Topology-Aware Placement

Ondat Topology-Aware Placement is a feature that enforces placement of data across failure domains to guarantee high availability. Topology-Aware Placement (TAP) is available from Ondat v2.5+.

TAP uses default labels on nodes to define failure domains. For instance, an Availability Zone. However, the key label used to segment failure domains can be defined by the user per node. Also, TAP is an opt in feature per volume.

Benefits of enabling the Topology-Aware Placement (TAP) feature

Deploying a stateful application on a clusters with multiple nodes without TAP enabled can result in suboptimal placement for high availability. Not enabling TAP can cause following problems:

  • unschedulable pods due to resource, affinity, and taint issues when a full failure domain experiences a failure
  • volume replicas placed within the same zone as a primary volume

tap

Enabling Topology-Aware Placement

Topology-Aware Placement can be enabled by applying the label storageos.com/topology-aware=true to a PVC or as a parameter of its StorageClass.

Topology Domains

A topology domain is a set of nodes. The domain is identified by a label, which can be defined by the user. The default label that Ondat uses to segment nodes in failure domains is topology.kubernetes.io/zone. However, you can define your own topology key by setting the key string in the label storageos.com/topology-key.

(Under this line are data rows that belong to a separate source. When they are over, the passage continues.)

PR #3344, opened 2023-06-19
[WIP] feat: dispute coordinator backend

kanishkatn:
## Tests

```sh
```

## Primary Reviewer

@timwu20


kishansagathiya (commented):
lets move this from `dot/parachain` to `lib/parachain`, considering that we have kept everything so far

EclesioMeloJunior (commented):
Since we moved from chaindb/badger to pebble is it possible to change the `BadgerBackend` to be a wrapper over pebble db?

kanishkatn:
> Since we moved from chaindb/badger to pebble is it possible to change the `BadgerBackend` to be a wrapper over pebble db?

Yeah, `BadgerBackend` implements `DBBackend`. Has the badger been removed completely?

EclesioMeloJunior:
> > Since we moved from chaindb/badger to pebble is it possible to change the `BadgerBackend` to be a wrapper over pebble db?
> 
> Yeah, `BadgerBackend` implements `DBBackend`. Has the badger been removed completely?

Almost all the badger interaction was through a repository called chaindb however, there is some places that use badger like `offline_pruner`, `prune_state_test` and the discovery uses the `badger.Datastore`. But currently we use pebble db to store all important info like finalized blocks and babe epoch changes...

kanishkatn:
> > > Since we moved from chaindb/badger to pebble is it possible to change the `BadgerBackend` to be a wrapper over pebble db?
> > 
> > 
> > Yeah, `BadgerBackend` implements `DBBackend`. Has the badger been removed completely?
> 
> Almost all the badger interaction was through a repository called chaindb however, there is some places that use badger like `offline_pruner`, `prune_state_test` and the discovery uses the `badger.Datastore`. But currently we use pebble db to store all important info like finalized blocks and babe epoch changes...

I see. Thanks for sharing!

It looks like pebbleDb doesn't support transactions. It would require a bit of effort to implement the interface. Here's where it is mostly used https://github.com/paritytech/polkadot/blob/master/node/core/dispute-coordinator/src/db/v1.rs#L139

What do you think?

dot/parachain/dispute/backend.go
```diff
@@ -0,0 +1,207 @@
...
+	Backend
+
+	// Write writes the given data to the database.
+	Write(earliestSession *parachainTypes.SessionIndex,
+		recentDisputes *btree.BTree,
+		candidateVotes map[types.Comparator]*types.CandidateVotes) error
+}
+
+type syncedEarliestSession struct {
+	*sync.RWMutex
```
jimjbrettj, line 52: Why is the mutex a pointer?

dot/parachain/dispute/backend.go
```diff
@@ -0,0 +1,207 @@
...
+
+	"github.com/ChainSafe/gossamer/dot/parachain/dispute/types"
+	parachainTypes "github.com/ChainSafe/gossamer/dot/parachain/types"
+	"github.com/ChainSafe/gossamer/lib/common"
+	"github.com/dgraph-io/badger/v4"
+	"github.com/tidwall/btree"
+)
+
+// Backend is the backend for the dispute coordinator module.
+type Backend interface {
```
jimjbrettj, line 15: Would it be beneficial to have an interfaces file here? I feel like if we plan to use mocks for testing it can be nice to keep the interfaces together

dot/parachain/dispute/backend_test.go
```diff
@@ -0,0 +1,153 @@
...
+	"github.com/ChainSafe/gossamer/lib/common"
+	"github.com/dgraph-io/badger/v4"
+	"github.com/stretchr/testify/require"
+	"github.com/tidwall/btree"
+)
+
+func TestOverlayBackend_EarliestSession(t *testing.T) {
+	t.Parallel()
+
+	// with
```
jimjbrettj, line 19: What is this with, when, then?

dot/parachain/dispute/participation.go
```diff
@@ -340,6 +355,7 @@ func getBlockNumber(sender overseer.Sender, receipt parachainTypes.CandidateRece
 }
 
 func sendResult(sender overseer.Sender, request ParticipationRequest, outcome types.ParticipationOutcomeType) {
+	fmt.Println("send result")
```
jimjbrettj, line 358: nit/ remove

dot/parachain/dispute/test_helpers.go
```diff
@@ -0,0 +1,113 @@
...
+		commitmentsHash = *commitments
+	}
+
+	return parachainTypes.CandidateReceipt{
+		Descriptor:      dummyCandidateDescriptorBadSignature(relayParent),
+		CommitmentsHash: commitmentsHash,
+	}, nil
+}
+
+func dummyHash() common.Hash {
```
jimjbrettj, line 78: I see we do a mix of using this as well as just declaring a common.Hash{}. Is this helper needed?

dot/parachain/dispute/types/dispute.go
```diff
@@ -0,0 +1,45 @@
...
+	}
+
+	return &Dispute{
+		Comparator:    Comparator{},
+		DisputeStatus: disputeStatus,
+	}, nil
+}
+
+// DisputeComparator compares two disputes.
+func DisputeComparator(a, b any) bool {
```
jimjbrettj, line 37: if this is just for Dispute types, do inputs need to be generic?

dot/parachain/dispute/types/status.go
```diff
@@ -0,0 +1,231 @@
...
+			}
+		}
+	default:
+		return fmt.Errorf("invalid dispute status type %T", val)
+	}
+
+	return nil
+}
+
+var ErrDisputeNotConcluded = errors.New("dispute not concluded")
```
jimjbrettj, line 136: nit/suggestion: errors declared at top of file

dot/parachain/dispute/types/vote.go
```diff
@@ -0,0 +1,291 @@
...
+func (c *CandidateVoteState) IsConcludedAgainst() (bool, error) {
+	if c.DisputeStatus == nil {
+		return false, nil
+	}
+
+	return c.DisputeStatus.IsConcludedAgainst()
+}
+
+// NewCandidateVoteState creates a new CandidateVoteState
+// TODO: implement this later since nothing is using it yet
```
jimjbrettj, line 199: Should we have an issue for this?

dot/parachain/dispute/types/vote.go
```diff
@@ -0,0 +1,291 @@
...
+	return &CandidateVoteState{
+		Votes: votes,
+		Own:   ownVoteState,
+	}, nil
+}
+
+// CandidateVotes is a struct containing the votes for a candidate.
+type CandidateVotes struct {
+	CandidateReceipt parachainTypes.CandidateReceipt `scale:"1"`
+	// TODO: check if we need to use btree for this in the future
```
jimjbrettj, line 274: is this TODO resolved?

jimjbrettj (commented):
looks good, just a few comments!

dot/parachain/dispute/backend.go
kanishkatn: Hmm, I don't recall. It could have been cause of a Deepsource warning, I'm not sure.

dot/parachain/dispute/backend.go
kanishkatn: Yeah, maybe. Since it isn't using mocks at the moment, how about we revisit this if it changes?

dot/parachain/dispute/backend_test.go
kanishkatn: Just something I picked up from parity devs. `with` the give data, `when` we perform operations, `then` assert the responses!

dot/parachain/dispute/test_helpers.go
kanishkatn: Yeah, prolly not. These tests don't have any checks on the values.

dot/parachain/dispute/types/dispute.go
kanishkatn: This is being used as the `less` argument for btree. It expects this signature.

dot/parachain/dispute/types/vote.go
kanishkatn: I've already implemented it in `feat/k/disputes-coordinator`. Also, this is just going into another feature branch. I don't think we need an issue for this.

dot/parachain/dispute/types/vote.go
kanishkatn: No, not yet. I'm hoping to get a better visibility during the coordinator tests.

dot/parachain/dispute/participation.go
kanishkatn: This file is no longer part of this pr.

dot/parachain/dispute/backend.go
EclesioMeloJunior, line 52: I would suggest using a property name to hold those types instead of embedding them in the struct

```go
type syncedEarliestSession struct {
   mtx sync.RWMutex
   sessionIndex *parachainTypes.SessionIndex
}
```

dot/parachain/dispute/backend.go
```diff
@@ -0,0 +1,207 @@
...
+func newSyncedEarliestSession() syncedEarliestSession {
+	return syncedEarliestSession{
+		RWMutex: new(sync.RWMutex),
+	}
+}
+
+type syncedRecentDisputes struct {
+	*sync.RWMutex
+	*btree.BTree
+}
```
EclesioMeloJunior, line 65: I would suggest using a property name to hold those types instead of embedding them in the struct

```suggestion
type syncedRecentDisputes struct {
	mtx *sync.RWMutex
	btree *btree.BTree
}
```

dot/parachain/dispute/backend.go
```diff
@@ -0,0 +1,207 @@
...
+	return syncedRecentDisputes{
+		RWMutex: new(sync.RWMutex),
+		BTree:   btree.New(types.DisputeComparator),
+	}
+}
+
+type syncedCandidateVotes struct {
+	*sync.RWMutex
+	votes map[types.Comparator]*types.CandidateVotes
+}
```
EclesioMeloJunior, line 77:
```suggestion
type syncedCandidateVotes struct {
	mtx *sync.RWMutex
	votes map[types.Comparator]*types.CandidateVotes
}
```

EclesioMeloJunior (changes requested):

EclesioMeloJunior:
> It looks like pebbleDb doesn't support transactions. It would require a bit of effort to implement the interface. Here's where it is mostly used https://github.com/paritytech/polkadot/blob/master/node/core/dispute-coordinator/src/db/v1.rs#L139
Do you think it would be an easy switch or could we continue to use badger in the subsystem?

You're right, but AFAIK you can use the pebble's Batcher which could replace the current badger transactions, more exactly the IndexedBatcher (https://github.com/cockroachdb/pebble/blob/master/batch.go), basically you can aggregate operations and commit or reset them

dot/parachain/dispute/backend.go
kanishkatn: Could you elaborate on why you'd prefer it that way?

dot/parachain/dispute/backend.go
kanishkatn: Resolving this to keep the conversation in one place.

dot/parachain/dispute/backend.go
kanishkatn: Resolving this to keep the conversation in one place.

kanishkatn:
> > It looks like pebbleDb doesn't support transactions. It would require a bit of effort to implement the interface. Here's where it is mostly used https://github.com/paritytech/polkadot/blob/master/node/core/dispute-coordinator/src/db/v1.rs#L139
> > Do you think it would be an easy switch or could we continue to use badger in the subsystem?
> 
> You're right, but AFAIK you can use the pebble's Batcher which could replace the current badger transactions, more exactly the IndexedBatcher (https://github.com/cockroachdb/pebble/blob/master/batch.go), basically you can aggregate operations and commit or reset them

hmm, that's interesting. I had come across this old issue https://github.com/cockroachdb/pebble/issues/581. In their readme, they suggest rocksDB for transactions as well. I'm gonna have to go through it, but for now I'd like to continue with the integration tests. How about we revisit this at a later stage?

dot/parachain/dispute/backend.go
EclesioMeloJunior: After some research, I couldn't find any real constraint for using this implicit composition style. Looks like you want to have those structures concurrently safe since most of them use `sync.RWMutex` so I would suggest including the prefix/suffix `sync` or `shared` (similar to what they use in rust for structures that need to be protected against concurrent read/write). Also, I would suggest to use the `sync.RWMutext` value rather than the pointer to it

jimjbrettj: If its just for deepsource and the issue is embedding the mutex, perhaps it's better to have it as an attribute rather than embed?

dot/parachain/dispute/backend_test.go
jimjbrettj: hmmm interesting I have not seen this before! I'm somewhat skeptical of having to many different ways of formatting tests, but unless others disagree seems okay to me

dot/parachain/dispute/types/vote.go
jimjbrettj: sounds good to me!

dot/parachain/dispute/backend.go
jimjbrettj: I think this change would fix any deep source issues with embedding as well

jimjbrettj (approved):
some remaining comments, but lgtm

dot/parachain/dispute/backend.go
kanishkatn: No, the issue was something to do with not using the pointer. Could you help me understand what's wrong with the embed pointer?

dot/parachain/dispute/backend_test.go
kanishkatn: Yeah, it's mostly used in ink!. This format can't be used for all the tests. It just made sense here.

Are we following some sort of standards for tests?

dot/parachain/dispute/backend.go
kanishkatn: Sorry, been meaning to ping Eclesio on this; been a crazy couple of weeks. 

@EclesioMeloJunior I don't understand, doesn't it already include the prefix?

kanishkatn: I'll also check the deepsource and get more data on the warning!

EclesioMeloJunior: @kanishkatn nevermind I didn't pay attention it was already as the prefix 😅

jimjbrettj: I dont have any issue with it, I just thought that I recalled getting deepsource issues about embedding mutexs, but if this is not an issue sweet! Aside from that was just curious why a pointer was preferred over non-pointer, but I have no objection to its use

dot/parachain/dispute/backend_test.go
jimjbrettj: Well cool thank you for informing me! 

I would say we do not at this moment, as we do different things in different parts of the code, so I think if this makes sense here I am good with it

dot/parachain/dispute/backend.go
jimjbrettj: Yeah aside from deciding whether to embed or not, I am not sure of why its better to have a pointer to the mutex. 

My personal opinion is if I pointer is not needed then do not use one, though others may disagree here. Is there any benefit here to using a pointer?

kanishkatn: and deepsource doesn't complain about it anymore, haha. I've removed the pointer embed

kanishkatn: https://github.com/ChainSafe/gossamer/pull/3344#discussion_r1328508507

I'll resolve this!

kanishkatn:
We still need to do the pebbleDB implementation. I'll pick it up in the end.

PR #3348, opened 2023-06-21
parachain/disputes: spam slots for disputes-coordinator

kanishkatn:
## Changes

Implements spam slots for disputes-coordinator.

Parity's implementation: https://github.com/paritytech/polkadot/blob/8eb5efcdaec745e16167043c75e2dd4da958cbc8/node/core/dispute-coordinator/src/spam_slots.rs

## Issues
#3302

## Primary Reviewer

@kishansagathiya


dot/parachain/spam_slots.go
```diff
@@ -0,0 +1,200 @@
...
+
+	maxSpamVotes uint32
+}
+
+// byValidatorIndex is a comparator for ValidatorIndex
+func byValidatorIndex(a, b interface{}) int {
+	return int(a.(parachain.ValidatorIndex) - b.(parachain.ValidatorIndex))
+}
+
+func slotsKey(session parachain.SessionIndex, validator parachain.ValidatorIndex) slotKey {
```
EclesioMeloJunior, line 53: would suggest to use `new` to create instances of a struct, same for `unconfirmedDisputesKey`
```suggestion
func newSlotKey(session parachain.SessionIndex, validator parachain.ValidatorIndex) slotKey {
```

dot/parachain/spam_slots.go
```diff
@@ -0,0 +1,200 @@
...
+		s.incrementSpamCount(session, validator)
+	}
+
+	s.unconfirmed[unconfirmedDisputesKey(session, candidate)] = validators
+
+	return true
+}
+
+func (s *spamSlots) Clear(session parachain.SessionIndex, candidate common.Hash) {
+	if validators, ok := s.getValidators(session, candidate); ok {
```
EclesioMeloJunior, line 123: I would suggest to use an early return avoiding nested logic
```suggestion
     validators, ok := s.getValidators(session, candidate)
     if !ok { return }
```

dot/parachain/spam_slots.go
```diff
@@ -0,0 +1,200 @@
...
+		validatorSet := validators.Values()
+		s.clearValidators(session, candidate)
+
+		for _, validator := range validatorSet {
+			spamCount, ok := s.getSpamCount(session, validator.(parachain.ValidatorIndex))
```
EclesioMeloJunior, line 128: `getSpamCount` could return just the value 

```go
for _, validator := range validatorSet {
    spamCount := s.getSpamCount(session, validator.(parachain.ValidatorIndex))
    switch {
    case spamCount < 1:
    case spamCount == 1:
        s.clearSlots(session, validator.(parachain.ValidatorIndex))
    default:
        s.slotsLock.Lock()
        s.slots[slotsKey(session, validator.(parachain.ValidatorIndex))] = spamCount - 1
        s.slotsLock.Unlock()
    }
}
```

dot/parachain/spam_slots.go
```diff
@@ -0,0 +1,200 @@
...
+				s.slots[slotsKey(session, validator.(parachain.ValidatorIndex))] = spamCount - 1
+				s.slotsLock.Unlock()
+			}
+		}
+	}
+}
+
+func (s *spamSlots) PruneOld(oldestIndex parachain.SessionIndex) {
+	s.unconfirmedLock.Lock()
+	unconfirmedToDelete := make([]unconfirmedKey, 0)
```
EclesioMeloJunior, line 145: Since the max items `unconfirmedToDelete` can append is all items in the `s.unconfirmed` I would to suggest to pass it as the capacity of the slice
```suggestion
	unconfirmedToDelete := make([]unconfirmedKey, 0, len(s.unconfirmed))
```

dot/parachain/spam_slots.go
```diff
@@ -0,0 +1,200 @@
...
+	for k := range s.unconfirmed {
```
EclesioMeloJunior, line 146: instead of allocating a helper slice to delete items from a map you can use https://pkg.go.dev/golang.org/x/exp/maps#DeleteFunc, same for `s.slots` prunning

```go
maps.DeleteFunc(s.unconfirmed, func(k unconfirmedKey, _ *treeset.Set) bool {
    if k.session < oldestIndex {return true} else { return false }
})
```

dot/parachain/spam_slots.go
```diff
@@ -0,0 +1,200 @@
...
+	}
+
+	for _, k := range slotsToDelete {
+		delete(s.slots, k)
+	}
+	s.slotsLock.Unlock()
+}
+
+// NewSpamSlots returns a new SpamSlots instance
+func NewSpamSlots(maxSpamVotes uint32) SpamSlots {
```
EclesioMeloJunior, line 172: I would suggest returning the concrete type instead of the interface, and since Golang supports implicit interface you can still return a private struct that implements the interface methods and let the caller to receive the interface 

```go
// dot/parachain pkg
func NewSpamSlots(maxSpamVotes uint32) *spamSlots { ... }

// dot/sync pkg
func startSync() {
    sync(parachain.NewSpamSlots(10)) /* <- return the concrete type which implements the expected interface*/)
}
func sync(spamSlots parachain.SpamSlots /* <- interface */) {}

```

EclesioMeloJunior (changes requested):

dot/parachain/spam_slots.go
kanishkatn: Hmm, the reason why I return an interface is to make sure that the struct implements all the interface methods. If it doesn't, there will be a compile time error at `NewSpamSlots()`. 

If we return just the struct, I guess it will throw an error at `sync(parachain.NewSpamSlots(10))`. I'd rather handle this at the calling package rather than at the caller.

Is there like a convention that says we shouldn't return an interface?

dot/parachain/spam_slots.go
kanishkatn: This is nice, thank you!

dot/parachain/spam_slots.go
kanishkatn: I've changed this to use `maps.DeleteFunc` instead.

dot/parachain/spam_slots.go
kanishkatn: The reason was to identify if there are no spam slots for a set of session and validator index. 

In the sample code you shared, if there is no spam slot for a set of session and validator-index, it would set the spamCount to -1 since the default return would be 0. 

We could prolly add a case to check if it is 0 and do nothing, but we won't know if that key exists or not. 

I feel keeping it as is makes the `getSpamCount()` generic ( in case we wanna know that in the future ) and keeps the code clean and readable.

dot/parachain/spam_slots.go
kanishkatn: That's a good one, I've made the changes!

dot/parachain/spam_slots.go
EclesioMeloJunior: @kanishkatn in the sample code there is the case `case spamCount < 1` so if the `spamCount` is 0 that case take place and since there is nothing there then it will just jump to the next iteration, it only subtract one if the `spamCount` is greater than 1.

If you want to keep it as it is I would suggest an early continue
```go
spamCount, ok := s.getSpamCount(session, validator.(parachain.ValidatorIndex))
if !ok { continue }
...
```

kanishkatn: Yes, you're right and I'm blind, haha.

I'll keep it as is and do an early return. Thank you!

dot/parachain/spam_slots.go
EclesioMeloJunior: > Is there like a convention that says we shouldn't return an interface?

Mostly what I read is `accept interfaces return structs` but this is not a rule, the point is the consumer should be free to receive what interface it wants, for example, every time you want to introduce a new behavior for a certain struct you will need to update the interface too and all the consumers will be affected, 

Refs:
- https://mycodesmells.com/post/accept-interfaces-return-struct-in-go
- https://bryanftan.medium.com/accept-interfaces-return-structs-in-go-d4cab29a301b

> Hmm, the reason why I return an interface is to make sure that the struct implements all the interface methods. If it doesn't, there will be a compile-time error at NewSpamSlots().

In some parts of the code, you will see the following pattern to ensure the implementation at comptime

```go
// ensure at compile time the struct implements the interface
var _ Message = &RequestBlockMessage{} 

type Message interface {
    Encode() ([]byte, error)
}

type RequestBlockMessage struct {...}
func (r *RequestBlockMessage) Encode() ([]byte, error) {...}
```

> If we return just the struct, I guess it will throw an error at sync(parachain.NewSpamSlots(10)). I'd rather handle this at the calling package than at the caller.

No, there is no error. We expect a public interface as an argument and the returned struct to implement those methods

kanishkatn: > No, there is no error. We expect a public interface as an argument and the returned struct to implement those methods

I meant if the struct doesn't implement all the methods of an interface, it would throw an error at `sync(parachain.NewSpamSlots(10))`

There is always something new to learn everyday! Thank you for sharing @EclesioMeloJunior

dot/parachain/spam_slots.go
```diff
@@ -0,0 +1,191 @@
...
+func NewSpamSlotsFromState(unconfirmedDisputes map[unconfirmedKey]*treeset.Set, maxSpamVotes uint32) SpamSlots {
+	slots := make(map[slotKey]uint32)
+
+	for k, v := range unconfirmedDisputes {
+		for validator := range v.Values() {
+			// increment the spam count for this validator and session
+			key := newSlotsKey(k.session, parachain.ValidatorIndex(validator))
+			slots[key]++
+			if slots[key] > maxSpamVotes {
+				// TODO: log this
```
EclesioMeloJunior, line 181: this TODO will be addressed in this PR?

kanishkatn: I'm hoping to. I need to look into the loggers, dunno how it is configured in the project yet.

kanishkatn: Looks like I am going to skip this for now. This is just going into my feature branch, so I believe it's okay for now. Thank you for the review @EclesioMeloJunior !

dot/parachain/spam_slots.go
```diff
@@ -0,0 +1,202 @@
...
+	candidate common.Hash,
+	validator parachain.ValidatorIndex) bool {
+	if spamCount, _ := s.getSpamCount(session, validator); spamCount >= s.maxSpamVotes {
+		return false
+	}
+
+	s.unconfirmedLock.Lock()
+	defer s.unconfirmedLock.Unlock()
+
+	validators, ok := s.unconfirmed[newUnconfirmedDisputesKey(session, candidate)]
```
EclesioMeloJunior, line 112: I see that you're calling the method twice, you could use a variable and assign the return to it and use the variable in both places
```suggestion
        unconfirmerdDisputesKey := newUnconfirmedDisputesKey(session, candidate)
	validators, ok := s.unconfirmed[unconfirmerdDisputesKey]
	...
	s.unconfirmed[unconfirmerdDisputesKey] = validators
```

EclesioMeloJunior (changes requested):
LGTM!! 🎉 , few comments

dot/parachain/spam_slots.go
kanishkatn: Well, that's not good

dimartiro (approved):

kishansagathiya (commented):
A bunch of types are moved from `lib/parachain` to `lib/parachain/types` which causes `make lint` to fail

```
kishan@kishan-Inspiron-14-7425-2-in-1:~/code/gossamer$ make lint
go install github.com/golangci/golangci-lint/cmd/golangci-lint@v1.53
golangci-lint run
dot/parachain/spam_slots.go:1: : # github.com/ChainSafe/gossamer/dot/parachain [github.com/ChainSafe/gossamer/dot/parachain.test]
dot/parachain/spam_slots.go:21:35: undefined: parachain.SessionIndex
dot/parachain/spam_slots.go:21:92: undefined: parachain.ValidatorIndex
dot/parachain/spam_slots.go:25:26: undefined: parachain.SessionIndex
dot/parachain/spam_slots.go:27:33: undefined: parachain.SessionIndex
dot/parachain/spam_slots.go:31:22: undefined: parachain.SessionIndex
dot/parachain/spam_slots.go:32:22: undefined: parachain.ValidatorIndex
dot/parachain/spam_slots.go:36:22: undefined: parachain.SessionIndex
dot/parachain/spam_slots.go:56:36: undefined: parachain.SessionIndex
dot/parachain/spam_slots.go:56:70: undefined: parachain.ValidatorIndex
dot/parachain/spam_slots.go:63:50: undefined: parachain.SessionIndex
dot/parachain/spam_slots.go:63:50: too many errors (typecheck)
package parachain
make: *** [Makefile:24: lint] Error 1
kishan@kishan-Inspiron-14-7425-2-in-1:~/code/gossamer$ 

```

kishansagathiya (commented):
since there is a lot of stuff in dispute subsystem, lets create `lib/parachain/disputes` and move these files there

kanishkatn:
> since there is a lot of stuff in dispute subsystem, lets create `lib/parachain/disputes` and move these files there

That's interesting. Why lib and not dot?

To enable TAP on your volumes, follow the TAP operations page.

Behaviour

The Topology-Aware Placement attempts to distribute sensitive data across different failure domains. Hence, a primary volume and its replicas are scattered across failure domains. That is implemented following a best effort algorithm. In case that the TAP rules can’t be fulfilled the placement algorithm will attempt a best approach placement (even if new replicas are in the same failure domain). The best effort placement allows the system to place replicas on the same failure domains when a full domain has failed catastrophically. Hence, the system self heals as fast as possible without waiting for the nodes on the failed domain to recover.

It is the user’s responsibility to rebalance the data when the failed domain has recovered its availability. That can be achieved by recreating the replicas of a volume. Future versions of Ondat will facilitate the procedure by allowing a volume drain.

Failure Modes

Failure modes are a complimentary feature of the Topology-Aware Placement functionality. Failure modes allow you to define how many replicas of a volume can become unavailable before the volume is marked as read-only. For more information , see the failure mode concepts page.

For example, assuming that your cluster has three topology zones, A, B and C, and your deployment has a master and two replicas, Ondat will attempt to place one volume in each topology zone.

If zone A fails, I/O to your volume will stop completely if the Failure Mode is hard. If the Failure Mode is soft, I/O will continue while volume failover is in progress, and a new replica will be placed in an operational zone. Note that if zone A recovers, the cluster will not automatically rebalance.

The soft failure mode will not tolerate the failure of multiple replicas at once, and will suspend I/O in this case. If you wish to tolerate more than one failed replica, then you can set this as an integer using the <integer>label.

If individual nodes within a topology zone fail, the replicas will fail over to other nodes within that zone. Once nodes in the zone are exhausted, placement will revert to best-effort.